- ACTIVITY -
Tell how many lines in the data below hold the string "pull"; give nothing but the number.
___ DATA ___
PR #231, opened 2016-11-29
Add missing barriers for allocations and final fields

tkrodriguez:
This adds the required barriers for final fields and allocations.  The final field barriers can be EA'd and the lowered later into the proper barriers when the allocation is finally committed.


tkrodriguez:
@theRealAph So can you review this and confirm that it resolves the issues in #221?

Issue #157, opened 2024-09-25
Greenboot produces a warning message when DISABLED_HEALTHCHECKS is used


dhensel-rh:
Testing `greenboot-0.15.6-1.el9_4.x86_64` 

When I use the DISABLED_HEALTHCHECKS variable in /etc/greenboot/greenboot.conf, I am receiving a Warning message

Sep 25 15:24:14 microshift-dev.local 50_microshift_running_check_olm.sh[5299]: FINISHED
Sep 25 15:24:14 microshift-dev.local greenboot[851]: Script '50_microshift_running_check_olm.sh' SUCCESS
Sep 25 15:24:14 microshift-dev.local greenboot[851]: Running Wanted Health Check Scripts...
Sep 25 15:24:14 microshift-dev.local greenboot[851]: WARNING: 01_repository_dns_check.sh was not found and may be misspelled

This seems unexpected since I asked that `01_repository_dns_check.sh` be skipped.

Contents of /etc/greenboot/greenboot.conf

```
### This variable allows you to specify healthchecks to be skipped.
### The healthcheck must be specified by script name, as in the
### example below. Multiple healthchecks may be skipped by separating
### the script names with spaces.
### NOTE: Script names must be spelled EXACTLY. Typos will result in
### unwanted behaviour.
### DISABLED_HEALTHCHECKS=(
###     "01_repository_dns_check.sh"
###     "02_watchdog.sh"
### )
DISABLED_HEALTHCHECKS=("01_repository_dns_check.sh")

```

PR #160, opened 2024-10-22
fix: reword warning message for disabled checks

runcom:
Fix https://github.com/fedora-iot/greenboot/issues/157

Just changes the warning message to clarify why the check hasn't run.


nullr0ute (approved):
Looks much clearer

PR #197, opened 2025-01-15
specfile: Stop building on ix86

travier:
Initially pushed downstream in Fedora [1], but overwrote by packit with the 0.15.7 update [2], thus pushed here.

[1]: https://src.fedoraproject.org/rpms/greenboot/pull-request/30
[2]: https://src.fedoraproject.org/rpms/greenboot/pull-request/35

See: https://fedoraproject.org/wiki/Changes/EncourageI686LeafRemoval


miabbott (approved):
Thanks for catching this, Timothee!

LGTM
___
- EXERCISE ANSWER -
2